3 Comentarios Agrega el tuyo

  1. Manuel Lebon dice:

    Que bueno poder leer la versión completa de ese fantastico artículo que en su momento salió publicado en GP.. Muchos saludos y espero ver volver esa publicación a la vida

    1. Lorenzo Davalos dice:

      Gracias por tu comentario Manuel,

      Tan pronto la relancemos te avisaremos.

      Un abrazo

      Los editores.

  2. Maria Lozano dice:

    Articulo muy profundo pero disiento con la primera parte en la que, a partir de una simple inferencia (que el soma “puede ser” una planta alucinógena) se explica que eso puede justificar la facilidad que tenian los indios para entrar en otros estados alterados de conciencia.

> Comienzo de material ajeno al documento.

PR #427, opened 2019-04-18
fix: pull unused vars out of props to prevent adding them to html tag

abutterworth:
- Pulls unneeded properties out of props (and therefore out of `...other`). 
- Adds `aria-describedby={describedBy}` on checkboxes which seemed to be missing. @wittjeff do you know if this was intentional?
- Adds `asInput` prop types and then `withDeprecatedProps` to `Checkbox` to satisfy react/prop-types linting requirements

### DIFF
--- a/src/TextArea/index.jsx
+++ b/src/TextArea/index.jsx
@@ -1,45 +1,37 @@
 import React from 'react';
-import classNames from 'classnames';
+import PropTypes from 'prop-types';
 
-import asInput, { inputProps } from '../asInput';
+import asInput from '../asInput';
 import withDeprecatedProps, { DEPR_TYPES } from '../withDeprecatedProps';
+
 
 function Text(props) {
   const {
     className,
-    describedBy,
     inputRef,
-    isValid,
-    // Pull these out from props so html attrs can be passed through
-    // eslint-disable no-unused-vars
-    validator,
-    themes,
-    inline,
-    inputGroupPrepend,
-    inputGroupAppend,
-    label,
-    dangerIconDescription,
-    description,
-    validationMessage,
-    errorId,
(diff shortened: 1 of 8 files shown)


abutterworth:
If you prefer we could add an htmlAttrs prop instead. Less convenient but maybe less messy.

mikix:
Well, like a nonHtmlAttrs prop, right?

abutterworth:
I meant something like this:

```
render() {
  <input
    {...this.props.htmlAttrs}
    value={this.props.value}
  />
}
```

usage:

`<InputText htmlAttrs={{min: 0, max: 3}} value={1} type="range" />`

mikix:
Eh, of those two options, I personally prefer your original way of reproducting the list 4 times.

But my favorite way would be a list in asInput.jsx like so:
```
asInputProps = {
      onChange,
      isValid,
      validator,
      themes,
      inline,
      inputGroupPrepend,
      inputGroupAppend,
      label,
      dangerIconDescription,
      description,
      validationMessage,
      errorId,
      descriptionId,
}
```

That wrappers of asInput can then import and use, without having to know the internal details of asInput, and without having to repeat code.

But you mentioned not liking that approach when we were talking in person. Absent that, the 4-list approach is good.

src/TextArea/index.jsx
```diff
@@ -1,31 +1,37 @@
...
 
   return (
     <textarea
       {...others}
-      className={classNames(className)}
-      aria-describedby={describedBy}
-      aria-invalid={!isValid}
+      className={className}
       ref={inputRef}
-      themes={['danger']}
```
mikix: Not wanted?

Hay muchas versiones de lo que es el soma, y las más confiables no hacen ninguna referencia a ninguna planta, sino a algo que emana del propio sujeto en estados de trascendencia, kundalini ascendiendo dispara una sustancia que el ser humano tiene en si mismo y que le lleva a esos estados. Por lo tanto es injusto atribuir esta capacidad inherente en todos los seres humanos y despierta en los rishis a una mera ingestión de drogas, disminuyendo asi la grandeza de estos sabios.
    Por otra parte, y en honor a la verdad, el hecho de que los antiguos indios, hindúes o védicos se preocupaban más por las cosas del otro mundo que por las de este, es una invención occidental que no se corresponde a la realidad probada de la grandeza de la civilización antigua hindú, en la que hay tratados arquitectónicos, de todo tipo de ciencias, leyes y demás parámetros por los que se sigue cualquier sociedad. Es más, de muchos de los “descubrimientos” occidentales hechos en los últimos siglos y atribuidos solo a los occidentales, encontramos referencias de los mismos en los Vedas. Les sugiero que se informen a fondo de fuentes fidedignas.